Return only the lines of the listing below that run from the line with "PR #2141, opened 2017-07-03" through the line with "Fixes on probabilistic image classifier", both ends included, exactly as written.

RECORDED INFORMATION: Begin

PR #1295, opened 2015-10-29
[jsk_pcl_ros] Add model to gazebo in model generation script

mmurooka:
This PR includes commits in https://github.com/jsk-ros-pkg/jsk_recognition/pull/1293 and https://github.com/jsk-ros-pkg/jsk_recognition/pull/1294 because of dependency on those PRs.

RECORDED INFORMATION: End
RECORDED INFORMATION: Begin

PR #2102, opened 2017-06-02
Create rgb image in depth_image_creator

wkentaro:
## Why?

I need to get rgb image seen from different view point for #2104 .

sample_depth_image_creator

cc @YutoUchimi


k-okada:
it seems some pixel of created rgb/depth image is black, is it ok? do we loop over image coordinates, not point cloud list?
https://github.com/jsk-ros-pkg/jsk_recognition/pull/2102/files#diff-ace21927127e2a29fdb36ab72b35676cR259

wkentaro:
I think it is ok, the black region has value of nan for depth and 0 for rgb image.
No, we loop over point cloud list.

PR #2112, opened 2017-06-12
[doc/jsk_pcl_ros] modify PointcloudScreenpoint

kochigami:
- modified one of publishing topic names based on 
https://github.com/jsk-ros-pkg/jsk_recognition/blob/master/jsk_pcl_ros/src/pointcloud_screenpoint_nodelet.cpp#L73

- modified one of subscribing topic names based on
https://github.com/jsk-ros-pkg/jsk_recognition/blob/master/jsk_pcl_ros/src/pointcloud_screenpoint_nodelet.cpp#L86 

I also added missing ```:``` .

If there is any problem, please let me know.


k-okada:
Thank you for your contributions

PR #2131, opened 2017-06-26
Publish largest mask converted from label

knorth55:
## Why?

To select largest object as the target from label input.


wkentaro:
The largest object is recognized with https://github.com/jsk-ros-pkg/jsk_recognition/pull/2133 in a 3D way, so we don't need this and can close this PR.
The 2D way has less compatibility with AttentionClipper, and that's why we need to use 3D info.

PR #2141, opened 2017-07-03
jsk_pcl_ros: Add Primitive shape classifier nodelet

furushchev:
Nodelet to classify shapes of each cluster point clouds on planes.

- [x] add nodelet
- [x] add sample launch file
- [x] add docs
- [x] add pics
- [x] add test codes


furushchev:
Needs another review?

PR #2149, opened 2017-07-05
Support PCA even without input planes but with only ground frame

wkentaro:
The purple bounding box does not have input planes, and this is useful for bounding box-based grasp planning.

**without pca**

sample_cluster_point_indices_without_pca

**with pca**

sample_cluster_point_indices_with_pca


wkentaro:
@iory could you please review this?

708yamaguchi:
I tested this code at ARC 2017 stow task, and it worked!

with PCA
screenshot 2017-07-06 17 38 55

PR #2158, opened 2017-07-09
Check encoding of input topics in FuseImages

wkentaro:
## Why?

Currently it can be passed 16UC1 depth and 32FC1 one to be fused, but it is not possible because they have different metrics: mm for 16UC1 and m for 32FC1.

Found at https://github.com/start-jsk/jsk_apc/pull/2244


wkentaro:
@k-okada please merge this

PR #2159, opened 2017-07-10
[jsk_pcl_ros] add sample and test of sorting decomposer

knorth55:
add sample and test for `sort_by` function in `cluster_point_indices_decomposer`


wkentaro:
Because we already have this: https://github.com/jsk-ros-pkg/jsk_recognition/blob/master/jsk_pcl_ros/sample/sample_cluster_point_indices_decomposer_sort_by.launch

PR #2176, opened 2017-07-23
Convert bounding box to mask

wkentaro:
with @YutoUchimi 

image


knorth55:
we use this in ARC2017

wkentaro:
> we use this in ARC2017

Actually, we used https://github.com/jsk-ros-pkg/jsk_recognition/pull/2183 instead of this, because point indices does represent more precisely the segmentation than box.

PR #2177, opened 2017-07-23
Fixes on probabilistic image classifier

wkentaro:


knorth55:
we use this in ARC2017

RECORDED INFORMATION: End

- [RESPONSE BELOW]:
PR #2141, opened 2017-07-03
jsk_pcl_ros: Add Primitive shape classifier nodelet

furushchev:
Nodelet to classify shapes of each cluster point clouds on planes.

- [x] add nodelet
- [x] add sample launch file
- [x] add docs
- [x] add pics
- [x] add test codes


furushchev:
Needs another review?

PR #2149, opened 2017-07-05
Support PCA even without input planes but with only ground frame

wkentaro:
The purple bounding box does not have input planes, and this is useful for bounding box-based grasp planning.

**without pca**

sample_cluster_point_indices_without_pca

**with pca**

sample_cluster_point_indices_with_pca


wkentaro:
@iory could you please review this?

708yamaguchi:
I tested this code at ARC 2017 stow task, and it worked!

with PCA
screenshot 2017-07-06 17 38 55

PR #2158, opened 2017-07-09
Check encoding of input topics in FuseImages

wkentaro:
## Why?

Currently it can be passed 16UC1 depth and 32FC1 one to be fused, but it is not possible because they have different metrics: mm for 16UC1 and m for 32FC1.

Found at https://github.com/start-jsk/jsk_apc/pull/2244


wkentaro:
@k-okada please merge this

PR #2159, opened 2017-07-10
[jsk_pcl_ros] add sample and test of sorting decomposer

knorth55:
add sample and test for `sort_by` function in `cluster_point_indices_decomposer`


wkentaro:
Because we already have this: https://github.com/jsk-ros-pkg/jsk_recognition/blob/master/jsk_pcl_ros/sample/sample_cluster_point_indices_decomposer_sort_by.launch

PR #2176, opened 2017-07-23
Convert bounding box to mask

wkentaro:
with @YutoUchimi 

image


knorth55:
we use this in ARC2017

wkentaro:
> we use this in ARC2017

Actually, we used https://github.com/jsk-ros-pkg/jsk_recognition/pull/2183 instead of this, because point indices does represent more precisely the segmentation than box.

PR #2177, opened 2017-07-23
Fixes on probabilistic image classifier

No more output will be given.